During one’s life, there are many situations likely to require the designation of a surrogate to perform certain acts. It can be as simple as signing a paper for your friend to collect a parcel for you or giving a lawyer the authorization to represent you in a case. Advance directives fall in this category of deeds. The term “advance directives” refers to a statement of treatment preferences and usually includes the designation of a surrogate decision-maker if the person signing the advance directives becomes unable to make medical decisions by himself.

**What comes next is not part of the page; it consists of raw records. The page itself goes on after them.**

PR #1034, opened 2021-06-16
[IMP] legal: remove empty/useless pages

Feyensv:
Task ID - 2361085

PR #1046, opened 2021-06-25
fix licence including

yelizariev:


odony:
thanks, fix the commit message?

yelizariev:
@odony done

odony (approved):
Thanks, that was missed in #1034 apparently.

We need unit tests for the doc @Feyensv ;-)

odony:
Rebuilding the doc right now to restore the license :+1:

PR #1048, opened 2021-06-25
[IMP] accounting/l10n: add tip about fisaly registration in "germany"

jcs-odoo:
small addition request by @trj-odoo


jcs-odoo:
@AntoineVDV  very small one before your forward port if it isn't too late.
Thanks :)

AntoineVDV (approved):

In such cases, power is given to the surrogate for one or more tasks and for a determined period. You don’t want to give unlimited powers allowing a person to act on your behalf for an unlimited period. Advance directives, as they are designed, can fall into two categories: living will, and durable power of attorney for healthcare. We examine each of them separately to better outline the differences.
A living will is reported to be the oldest form of advance directives. It is a signed and witnessed document (usually by a notary public) instructing an attending physician not to provide medical intervention of any form on its signer in case he/she is unable to make sound medical treatment decisions for him/herself, or if the patient is in terminal condition. There is, however, a risk as to the interpretation of the instruction by the physician who might not always be acquainted to the patient’s values and therefore, misunderstands his wishes. In any case, the physician is the only person with a legal standing to interpret the instructions and act upon them; family members or relatives don’t have the capacity to enforce these directives.

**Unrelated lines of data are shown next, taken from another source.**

PR #1051, opened 2021-06-30
Master template guideline seb

seb-odoo:


content/developer/reference/guidelines.rst
```diff
@@ -999,17 +999,88 @@ More precise JS guidelines are detailed in the `github wiki  <https://github.com
...
+
+- `o-` is a must have Odoo prefix.
+- `ComponentName` is the PascalCase name of the current component/template.
+- `-` is a mandatory hyphen to separate the component name and the part name.
+- `partName` is the camelCase name of the child element referred by this `name` attribute.
+
+Attributes
+~~~~~~~~~~
+
+All the attributes of an element should be on the same line as the element itself. No character limit per line.
```
ged-odoo, line 1033: not a fan. it's much easier to review the content of a diff if I can see what changed precisely, and it's easier to see that if attributes/props are on several lines. But since it is left to the appreciation of the reviewer, I guess I don't care either

content/developer/reference/guidelines.rst
```diff
@@ -999,17 +999,88 @@ More precise JS guidelines are detailed in the `github wiki  <https://github.com
...
+
+.. note::
+    For extremely long lines, it is left to the appreciation of the reviewer to accept multi-line attributes within an element (but it is not mandatory).
+
+    In that case each attribute should be on its own line, with an indentation of 4 spaces relative to the element itself. The closing of the element (either `>` or `/>`) should be on its own line as well, with the same indentation as the corresponding opening character.
```
ged-odoo, line 1038: ok for this. makes sense

content/developer/reference/guidelines.rst
```diff
@@ -999,17 +999,88 @@ More precise JS guidelines are detailed in the `github wiki  <https://github.com
...
+
+The following order is applied for attributes:
```
ged-odoo, line 1040: really??? I don't want to have to reread this page each time I review a template. this is extremely way too much.

ged-odoo: maybe ok as a suggested standard order, but not as an obligation.

content/developer/reference/guidelines.rst
```diff
@@ -999,17 +999,88 @@ More precise JS guidelines are detailed in the `github wiki  <https://github.com
...
+.. note:: `id` should not be used unless absolutely necessary (such as for making an anchor, or as the `for` target of a `label`), and then it should be uniquely generated.
+
+Style
+~~~~~
+
+Prefer using Bootstrap components and utilities over anything else, by applying their classes on the template. Custom style should only be used if absolutely necessary.
+
+Inside the `class` attribute itself, the following order should be respected:
+
+ #. Custom template class (only if necessary for adding custom style).
```
ged-odoo, line 1063: same as above. this is way too much. This does not make a template easier to review. It will make life for everyone harder without a good reason. This should be just a suggestion, but nothing more

content/developer/reference/guidelines.rst
```diff
@@ -999,17 +999,88 @@ More precise JS guidelines are detailed in the `github wiki  <https://github.com
...
+ #. Bootstrap component classes (eg. `btn`, `card`).
+ #. Bootstrap layout classes (anything that changes the size or position of the element or its children, eg. `d-flex`, `container`, `mt-2`).
+ #. Bootstrap style classes (eg. `text-muted`, `bg-primary`).
+
+.. warning:: Before writing custom style you are expected to know all existing Bootstrap components, utilities, mixin and variables, as well as all of Odoo's extra components, utilities, mixin and variables.
+
+If necessary a `css` or `scss` file should be used, one per component/template. Inside that file, the style rules should be as flat as possible and target specific parts of the component/template.
```
ged-odoo, line 1070: I disagree here actually. Doing so means that we have a flat structure on the css side and a tree structure on the html side. This is a mismatch, which is annoying.  The scss way to represent embedded structure makes it closer to the html structure, which is very useful.  Using a flat structure means that you need to edit two possibly very different place when you do stuff like position absolute/relative or displayflex (which are usually done on a parent/children and are cases where the parented relationship has some relevance).

content/developer/reference/guidelines.rst
```diff
@@ -999,17 +999,88 @@ More precise JS guidelines are detailed in the `github wiki  <https://github.com
...
+
+
+The naming guideline for targeting parts of the template with CSS classes is: `o-ComponentName-styleName` where
```
ged-odoo, line 1073: as said above, this is horrible. The overhwelming convention in css world is to only use hypens and no capital letter.

ged-odoo (commented):
I am sorry to be negative, and I hope this review will not be taken in a personal way, but I think this is a bad idea, it does not solve much, it will cause a lot of issue if enforced, so it will not be enforced, in which case it is useless.

content/developer/reference/guidelines.rst
AntoineVDV: This kind of guideline usually goes the other way around: make code clearer and more easily reviewable at the expense of the number of lines.

Funnily enough, you didn't follow this repository's guidelines regarding the character limit per line in this PR.

content/developer/reference/guidelines.rst
```diff
@@ -999,17 +999,88 @@ More precise JS guidelines are detailed in the `github wiki  <https://github.com
...
+
+Structure
+~~~~~~~~~
+
+.. note:: These rules are in place because the general structure of the template is considered more important than the details of each line.
+
+- Each block element should be on its own line.
+- Small inline/style/text elements can be placed either on the same line as their parent or on their own line (depending on their importance and size).
+- Indentation of 4 spaces is applied between a parent and its children elements. The closing tag of a parent should always be at the same indentation level as its opening tag.
+- It is preferable to use instructions (such as `t-if`) directly on the element on which they apply (as opposed to having them on a separate `<t>` element).
```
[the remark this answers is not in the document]
aab-odoo: There's a rationale for this. Extending a template behaves differently whether the original template has a `<t t-name>` or (for instance) `<div t-name>` root element. In the later case, the extension may replace the root node tag.

seb-odoo:
Hello, no offense taken, I'm surprised to see so many negative comments now, because according to AL everybody was verbally in agreement for the most part, but I guess that was a miscommunication.

At least I'm glad that you looked into it, hopefully we can work towards something that works for all of us.

I'll address comments separately.

content/developer/reference/guidelines.rst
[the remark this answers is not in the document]
seb-odoo: For the `t-name` I agree, it is not part of the guideline but it should be added. The template definition must be on its own `<t>` tag.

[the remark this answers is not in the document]
seb-odoo: For other `t-` instructions, our current code actually does like you suggest and like you did too, which is to have them separately. But this approach of having the conditions standalone make the template look like code/instructions instead of like a declarative render.

The goal of the guideline is to ensure a flatter HTML, and have sibling elements in the result actually be sibling in the template. The fact that some elements are shown or not depending on some conditions is actually a detail of themselves, hence the proposition to have them as "attribute" instead of as "structure".

content/developer/reference/guidelines.rst
```diff
@@ -999,17 +999,88 @@ More precise JS guidelines are detailed in the `github wiki  <https://github.com
...
+
+Naming
+~~~~~~
+
+The root element and each other *important* element of the template should have a `name` attribute to ease the readability of the template.
```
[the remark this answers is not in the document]
seb-odoo: The problem with using comments is that they are not targetable in tests or xpath (not that I like doing them, but it helps the community too), and also they are not present in the resulting DOM for easier debugging.

The problem with using class for naming, if we use bootstrap or similar approach to style, is that class attribute becomes extremely noisy, and the name is for us immensely more important to understand the template than many style values.
Therefore a new separate attribute is proposed.

But as you noted it is optional so I don't think it matters too much.

content/developer/reference/guidelines.rst
seb-odoo: @AntoineVDV thank you for the link, I didn't know this page existed. I'll make a pass to apply those once we are ok with the content.

@ged-odoo I agree with you here, it's a tradeoff between ease of diff and better overview of the template.
But both can depend on tooling so it's not that important either way if/once we have proper tools.

Same as the other point, as this one is left to appreciation of reviewer, it doesn't really matter.

content/developer/reference/guidelines.rst
seb-odoo: If we can agree on the guideline, then we can work on tools to validate it and apply it automatically.

The goal is not to have to remember the order by hand and waste time to enforce it manually.

If we can agree with the order on principle, that is all that matters for now I suppose.

content/developer/reference/guidelines.rst
seb-odoo: Same as above too, ideally this should be automated and we would never have to worry about it.

content/developer/reference/guidelines.rst
seb-odoo: I wouldn't mind to leave this to the appreciation of the reviewer too, as long as I'm not forced to do it. But it's probably one of the only points where I feel there is no benefit to allow it and only drawbacks.
The mismatch of not having to follow the same structure is not an annoyance, it is a liberation. Much easier to know which rules apply on what, much easier to override them, much easier to move elements around.
If you are doing it correctly, you pretty much never have to update CSS when you change the template, unless you actually want to change the style.

I see your argument for position and flex, but for them we have to use bootstrap classes and not custom style (maybe not just for absolute, but then parent and child are not linked anyway).

Some interesting read in regard to this (and a lot of other) points: https://adamwathan.me/css-utility-classes-and-separation-of-concerns/

content/developer/reference/guidelines.rst
seb-odoo: What is your suggestion for name then, all lower case and only hyphens?
With double hyphens to separate semantically different parts of the name or not?

content/developer/reference/guidelines.rst
```diff
@@ -999,17 +999,88 @@ More precise JS guidelines are detailed in the `github wiki  <https://github.com
...
+
+.. note::
+    The importance of an element in regard to this rule is left to the appreciation of the reviewer. If the structure of the template is hard to follow when reading just the first words of each line, it is probably a sign that some `name` attributes are missing on those lines.
+
+The name on the root element should follow the format `o-ComponentName`. And for children elements `o-ComponentName-partName` where:
```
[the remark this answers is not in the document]
seb-odoo: Here for `name` attribute it is not a CSS class and the goal is not to write CSS on it. So the naming doesn't have to follow any convention, it is what we want it to be, just a name in our code.

I don't care too much what syntax it is as long as each part is easily identifiable at glance, so feel free to suggest something that looks less bad for you.

content/developer/reference/guidelines.rst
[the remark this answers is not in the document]
qsm-odoo: Are you actually suggesting to use a random "name" attribute on random elements I am not sure? :thinking: If that is the case, that is not a valid attribute for any HTML element so this should definitely not be done... if I understood well :grimacing:

content/developer/reference/guidelines.rst
qsm-odoo: Are we talking about doing that?
```xml
<div class="hello"
     id="world"
>
    ...
</div>
```
I am not sure to interpret the sentence correctly

content/developer/reference/guidelines.rst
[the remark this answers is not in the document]
seb-odoo: I wanted another syntax completely but AL wanted name, so this was a compromise. There are already various `name=` in templates all around Odoo code and I don't think it makes any issue?
Technically it's a valid attribute, but only on form elements.

We can use `data-name` or anything else, but it will be more verbose.
Another suggestion would be `t-name`, or another built-in instruction, in that case we can print in the DOM something different than what we have in the template, so we can make the syntax less verbose in the template (no need for the component part) while still having the expected result in DOM (but AL/FP don't like template not strictly equal DOM).

content/developer/reference/guidelines.rst
seb-odoo: Suggestion in that case would be
```xml
<div
    class="hello"
    id="world"
>
    ...
</div>
```
This is how it looks in a real example, according to the link @ged-odoo sent above: the https://github.com/odoo/odoo/blob/master/addons/web/static/src/webclient/navbar/navbar.xml#L26

I personally think both in this example and in all of that file it's way too verbose in terms of number of lines to apply this syntax.

I would be completely in favor of this syntax but only if the structure of the template was defined separately from its content. But when both are mixed like this and the template is more than a few lines, it becomes impossible to see the big picture of what the interface will contain, which I believe is more important very specific attributes of each element.

Note that as I said in another comment, this problem could actually become a non-problem with proper tooling. Tooling could go both ways too, either helping to expand for those that like it that way, or helping to collapse when the structure matters. Tooling could also be much more advanced, to define a template completely differently (for example with a drag&drop GUI like the editor, just to name an example) and then it would produce the expected result in whatever format we like to review/to have in the codebase, without even having to worry about it.

fpodoo:
I believe a good guidelines should not be too strict; often, common sense and the context are more important than strong guidelines. And we can trust developers to do well.

For example, qweb on the tag makes it obvious that you loop on the <tr>:
```
<tr t-foreach="..." t-as="...">
    <td></td>
</tr>
```

or here (it makes it clear that the "if" is related to an alert dialog):
```
<div t-if="..." class="alert alert-primary">
     Please check this alert.
</div>
```

But in other context, I agree that a separate <t> is more clean:
```
<t t-if="...">
    <div>a mix of different things</div>
    <div>bla</div>
</t>
```

The reason I don't like strict guidelines is that it increases back-and-forth during code review for no real benefit (it does not make the product better) and it will make the review+merge process even more complex. (could be frustrating for the ones who don't like that)

content/developer/reference/guidelines.rst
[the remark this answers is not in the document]
ged-odoo: I don't see how it is more declarative to put the t-if on the tag itself. Also, I could argue that there are obvious downsides: it also crowds the list of attributes on that tag, and make it potentially less clear. Multiple directives on the same node have different priorities, which is made obvious if the t-if is separated on a parent t node.  

In any case, in my opinion, I don't think either solution is best for all cases, so I think that it is better to leave that one out of the guideline, otherwise we will lose so much time arguing about it later (see FP comment on that).

content/developer/reference/guidelines.rst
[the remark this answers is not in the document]
ged-odoo: a comment is also valid html, and is formatted in a different color, which makes it easier to see. It is also totally standard and anyone outside of odoo will know what it is.  And as @qsm-odoo said, `name` is not a valid html attribute. Also, if your template is difficult to understand, I am not sure how an additional attribute will help that much.

content/developer/reference/guidelines.rst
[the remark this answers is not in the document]
ged-odoo: sorry here I thought you were talking about css. In that case, the simplest solution is not to add a `name` attribute at all, so we don't have to answer the question how to name it :)

content/developer/reference/guidelines.rst
ged-odoo: the question is how much value we get out of both representation as we write it. Obviously, they both have the same xml structure, but they convey the information in a different way. I actually think that multiple lines are easier to review and understand. I spend much more time tracking a particular attribute/prop than trying to understand the structure of a template. So in this case, I think this should be removed from the guidelines

content/developer/reference/guidelines.rst
ged-odoo: the tooling exists: you can already do fold all/unfold all or fold at level N in most IDE. And the good thing is that it is an opt-in tooling, noone is forced to install it

content/developer/reference/guidelines.rst
ged-odoo: I am sorry, but I do not agree on the guideline. I do not see the additional value. Also, I do not want to add an extra compilation step for negligible value. I want to reduce friction, rather than increase it

content/developer/reference/guidelines.rst
ged-odoo: same as above obviously :)

content/developer/reference/guidelines.rst
ged-odoo: I am unconvinced. I read the linked post, it is very interesting and I mostly agree with it. But the main point is that we should use utility classes, and I agree with that.

ged-odoo: also, agree on the file per component.

content/developer/reference/guidelines.rst
ged-odoo: just lowercase and only hyphens. no need for double hyphens. Just something like `o-webclient` or `o-form-view` looks nice. If you really want to have a sub part, I guess it could be `o-form-view-header`. On that topic, I think we made a mistake of using the `o_` prefix in the past (it was a renaming of the `oe_` prefix, so a logical evolution). I am in favor of using `o-` from now on instead of `o_`

ged-odoo:
a good guideline is difficult @seb-odoo It is clearly difficult to find common ground. Sorry to make your life harder, but this is the kind of situation where we can easily lose so much time refusing/reviewing PR, frustrating devs, asking for insignificant template changes, or writing/installing/running custom tooling.

In this case, here are the only parts of the spec that I think would bring value to the odoo ecosystem:
- a standard way to name custom css classes: prefix `o-`, and a sequence of lowercase separated by `-` such as `o-form-view`
- a recommendation to put the css specific to a component in a file next to it
- standard indentation fixed to 4 spaces, make sure closing tag is indented exactly like opening tag
- use bootstrap standard utility class as much as possible (unless it is getting ridiculous, but then, common sense should be applied)

Also, this one may be acceptable:
- all sub parts of a component template that need to be targetted by css could have a standard way to be named, with the main component as prefix. So, as an hypothetical example, the search view in the control panel could have `o-control-panel-search-bar` instead of `o-search-bar`

content/developer/reference/guidelines.rst
qsm-odoo: Agreed... most editors would prevent any need for these guidelines. I even have a XML parser in mine.
Screenshot from 2021-07-07 10-35-12


Sorry but I physically cannot put a `>` on a single line, that just look like a buggy misplaced character *for me*. And maybe I don't read enough but I have never seen anyone doing that :shrug: 

> it becomes impossible to see the big picture of what the interface will contain, which I believe is more important than very specific attributes of each element.

I really wonder why you think that. If you want to see the "big picture", just fold level 1 of your XML. Once you have seen the big picture and start unfolding... many convention here will *prevent* you to see the specific attributes correctly. Like I don't mind the one-line attributes (I do it myself most of the time now)... but that just should not be a convention to enforce. Sometimes one-line is clearer, sometimes it's not, that should be left to case-by-case judging :shrug: Typically if I have a long and important conditional attribute, I might want to put it on its dedicated line for the sake of readability and git history.

content/developer/reference/guidelines.rst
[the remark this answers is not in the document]
qsm-odoo: > Technically it's a valid attribute, but only on form elements. [...] and I don't think it makes any issue

So it's not a valid attribute on any HTML element. Although we have some errors to fix since a while, passing W3C validation is still something we want on the website side. Probably less important in the backend but still louche to go against W3C rules for no reason :wink:

content/developer/reference/guidelines.rst
JKE-be: > This is how it looks in a real example, according to the link @ged-odoo sent above: https://github.com/odoo/odoo/blob/master/addons/web/static/src/webclient/navbar/navbar.xml#L26

If you check line 18, you will see yourself that it is not indented of 4 space, and it is probably a good thing ! 
As say by @qsm-odoo it should be left to case-by-case judging. 

```xml
<a id='ok' href='ok'>
```
```xml
<a t-if='a very long condition or another very long condition'
   id='ok'
   href='ok'>
```

```xml
<a t-if='a very long condition or another very long condition'
   id='ok'
   href='ok'
>
```
 
```xml
<input t-if='a very long condition or another very long condition'
    id='ok'
    href='ok'
>
```

```xml
<input t-if='a very long condition or another very long condition'
       id='ok'
       href='ok'
>
```

```xml
<input
    t-if='a very long condition or another very long condition'
    id='ok'
    href='ok'
>
```

```xml
<input
    t-if='a very long condition or another very long condition'
    id='ok' href='ok'
>
```

Imo none are wrong ! And sometimes mix both could make sense:
image


 
For extremely long lines => Imo, when you want and when it make sense. And easy for review, history, and coding...
image

seb-odoo:
I have updated the PR according to feedback:

- removed rules that clearly didn't get consensus
- changed some rules to be suggestions instead of requirements
- adapted some phrases/wording
- added examples
- followed 100 characters limit per line guideline for rst writing

Hopefully this should be better for everyone, let me know.

AntoineVDV:
@seb-odoo Please request a review from `odoo/doc-review` when everybody is ok with the content.

AntoineVDV:
That's not what I meant @C3POdoo.

mart-e:
> That's not what I meant @ C3POdoo.

Being subscribed once is not enough, you have to ping this poor bot so I receive every email in double, why so much hate ?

A durable power of attorney for health care is also a signed and witnessed document in which the signer identifies and designates a third party who becomes his agent, to take health care decisions on the signer’s behalf in the event he or she becomes temporarily or permanently unable to do so. The peculiarity of durable power of attorney for healthcare is that they usually don’t require the signer to have a terminal condition. The designed agent will have a great scope of responsibility since he will be able to make crucial decisions as whether treatment should be provided or withheld, or if the medical care should be completely withdrawn. He is also able to choose what type of treatment should or shouldn’t be administrated to the signer. For these reasons, the choice of the agent must not be made carelessly. The signer must take time, while still in his/her full mental capacity, to discuss his/her values with the prospected agent, as well as his/her wishes and instructions. This should be done before the document is signed and, necessarily at the moment when the signing takes place. It is not prohibited to continue the discussions after the signing to make sure the agent really assimilates the wishes of the signer; doing so is advisable. An important part of the whole process is to get the assent of the prospected agent. It would be useless to choose and designate someone who is not ready to act on one’s wishes. The agent must make sure, in due time, that the instructions of the signer are enforced. That is the philosophy behind the entire process.
It is reported that in the US, four out of five adult people have no advance directives.

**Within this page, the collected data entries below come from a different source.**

PR #1067, opened 2021-07-20
[ADD] conf: add sitemap generation

mart-e:
Requires jdillard/sphinx-sitemap@6d5e7b4aeb0a9

Replaces #499

Xavier is working to add parallelism at jdillard/sphinx-sitemap#29

### DIFF
--- a/conf.py
+++ b/conf.py
@@ -111,6 +111,9 @@ extensions = [
 
     # Strange html domain logic used in memento pages
     'html_domain',
+
+    # Sitemap generation
+    'sphinx_sitemap',
 ]
 if odoo_dir_in_path:
     # GitHub links generation
@@ -246,6 +249,11 @@ def setup(app):
     app.add_lexer('xml', XmlLexer)
 
     app.connect('html-page-context', _generate_alternate_urls)
+
+    if app.config.language == "en":
+        app.config.sitemap_url_scheme = "{version}{link}"
+    else:
+        app.config.sitemap_url_scheme = "{version}{lang}{link}"
 
 
 def _generate_alternate_urls(app, pagename, templatename, context, doctree):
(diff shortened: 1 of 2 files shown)


mart-e:
Example of sitemap.xml file generated (manually indented)
https://gist.github.com/mart-e/27a51ff3de495af3a7fd6d2a5edabf8c

xmo-odoo:
So this is going to build one sitemap file per version per language right?

mart-e:
> So this is going to build one sitemap file per version per language right?

Yes, same as for the actual content, we call `sphinx-build` for each version/language combo.

> Is it really useful to use the "localized" URLs then? Why not just format the root URL ourselves and pass that directly to sphinx-sitemap?

Would that be better? Because the code is pretty simple now :)

xmo-odoo:
>> So this is going to build one sitemap file per version per language right?
> 
> Yes, same as for the actual content, we call sphinx-build for each version/language combo.

Right so the "overlord" process managing the generation pipeline will then be generating the "index" sitemap?

Also how do we hook *that* into `odoo.com`'s sitemap? Is it possible to link an index to an index? Or to have multiple "root" sitemaps not linked through indexes?

> > Is it really useful to use the "localized" URLs then? Why not just format the root URL ourselves and pass that directly to sphinx-sitemap?
> 
> Would that be better? Because the code is pretty simple now :)

Dunno, asking. We're already having to conditionally dispatch based on the reference language...

Xavier-Do:
I summon @robodoo

Xavier-Do:
I summon @robodoo

xmo-odoo:
@robodoo ping

Xavier-Do:
@robodoo ping

mart-e:
Closing as not useful. All pages are accessible through the homepage of the doc and are already properly indexed by Google.

PR #1074, opened 2021-08-03
[FIX] core: wrong redirections

Feyensv:
Cf #1054


AntoineVDV (approved):

AntoineVDV:
@robodoo delegate+

Feyensv:
Well, it was even less correct I thought, the right side also had to be changed ^^.

Feyensv:
@robodoo r+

Giving advance directives becomes important when the patient becomes incapacitated and therefore can no more make valid decisions regarding his/her own health care. Until then, the patient remains the sole decision maker regarding his/her health. Instructional advance directives are widely advocated as a means of preserving patient self-determination at the end of life based on the assumption that they improve surrogates’ understanding of patients’ life-sustaining treatment wishes. However, no research has examined whether instructional directives are effective in improving the accuracy of surrogate decisions.
Nowadays, millions of people sign advanced directives hoping that they would be acted upon in case they lose the ability of making sound decisions. However, it is sometimes harder than it should be. It happens that the advance directives are not acted upon either because their existence is not known, or the family firmly stand against the instructions. Nevertheless, in most cases when their existence is known, the recommendations contained in advance directives are followed by the physician or the agent.
So, have you given, or would you give advance directives?